{Next Article in Series}
Having found out a bit more about the way OPENROWSET works, it seems to me that if you are using a format file for an ad hoc INSERT of file data this is the only way to go. The rest of the statement works like standard SQL, so you have better control (compared with BULK INSERT) over which columns are selected and which are written. You can easily create expressions in the SELECT list. This avoids the complexity of editing the format file. One benefit it doesn’t offer is a quick solution to problems with file header rows; the whole dataset is assembled by the OPENROWSET expression and you can’t apply filters there.
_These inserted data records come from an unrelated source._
PR #4141, opened 2016-12-27
Fixes #17858 - OpenStack scheduler doesn't show spinner

dLobatog:
Foreman does not show the spinner when the OpenStack scheduler hints are
loading, instead it just shows a javascript error.


tbrisker:
Thanks @dLobatog!

PR #4142, opened 2016-12-28
Fixes #17864 - Show smart proxy errors on unattended fail

dLobatog:
If your proxy is has some error (like misconfigured sudoers, puppet not
available, etc...) and you try to boot a host through unattended
mode [1], the exception will not show up when you try to fetch the
kickstart template. Instead, it will show something like No HTTP_REFERER
was set in the request to this action, so redirect_to :back could not be
called successfully.

The application controller should be aware of this situation and don't
try to redirect to back in it, instead just render the error.

[1] an example of such error - ProxyAPI::ProxyException: ERF12-0104
[ProxyAPI::ProxyException]: Unable to set PuppetCA autosign for
tonia-rippeon.lobatolan.home ([RestClient::NotAcceptable]: 406 Not
    Acceptable) for proxy
https://centos7-devel.lobatolan.home:9090/puppet/ca

### DIFF
--- a/app/controllers/application_controller.rb
+++ b/app/controllers/application_controller.rb
@@ -114,8 +114,13 @@ class ApplicationController < ActionController::Base
   end
 
   def smart_proxy_exception(exception = nil)
-    process_error(:redirect => :back, :error_msg => exception.message)
     Foreman::Logging.exception("ProxyAPI operation FAILED", exception)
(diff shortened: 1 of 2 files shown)


dLobatog:
[test upgrade]

tbrisker:
Thanks @dLobatog !

PR #4144, opened 2016-12-29
Fixes #17870 - Empty boolean matcher should not turn into false

orrabin:


app/models/lookup_value.rb
```diff
@@ -44,6 +44,7 @@ def value_before_type_cast
   end
 
   def validate_value
+    validate_and_cast_value
```
tbrisker, line 47: since this no longer runs in a callback, it doesn't need to return true/false, which means it can be greatly simplified.

tbrisker (changes requested):

tbrisker (approved):

dLobatog:
Thanks @orrabin @tbrisker !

I created a simple tab-delimited file from the following query:
SELECT name, system_type_id, user_type_id FROM sys.types
The format file (tech reference here) was as follows:
12.0
3
1 SQLCHAR 0 256 "\t" 1 name Latin1_General_CI_AS
2 SQLCHAR 0 12 "\t" 2 system_type_id ""
3 SQLCHAR 0 12 "\r\n" 3 user_type_id ""
Here’s the OPENROWSET statement (unlike BULK INSERT, with OPENROWSET you can select the data and check it before writing it to a table):
SELECT *
FROM OPENROWSET
(
BULK '{data file path from database server}'
,FORMATFILE = '{format file path from database server}'
,CODEPAGE = 'RAW'
,MAXERRORS = 1
,ERRORFILE = '{error file path from database server}'
/*
Bulk Option CHECK_CONSTRAINTS not used as default behaviour of OPENROWSET is to test constraints
see http://technet.microsoft.com/en-us/library/ms186247%28v=SQL.105%29.aspx
,CHECK_CONSTRAINTS
*/
) A
You’ll note that we can incorporate the “<bulk options>” into the OPENROWSET statement. That’s why I don’t think there’s any need to use BULK INSERT. The position of the options relative to each other does matter – BULK and FORMATFILE have to be first, as the documentation shows if you read it carefully. If they aren’t you’ll get an error.
The error file path determines where it should be written. If a file exists at that location you’ll get an error. Messages are fairly self-explanatory provided you read them to the end. The MAXERRORS function relates to the number of bad rows that will be ignored. It’s not at the level of sophistication that you get with Oracle’s LOG ERRORS TO, but it may be worth a look. Please note also the code comment relating to the treatment of constraints.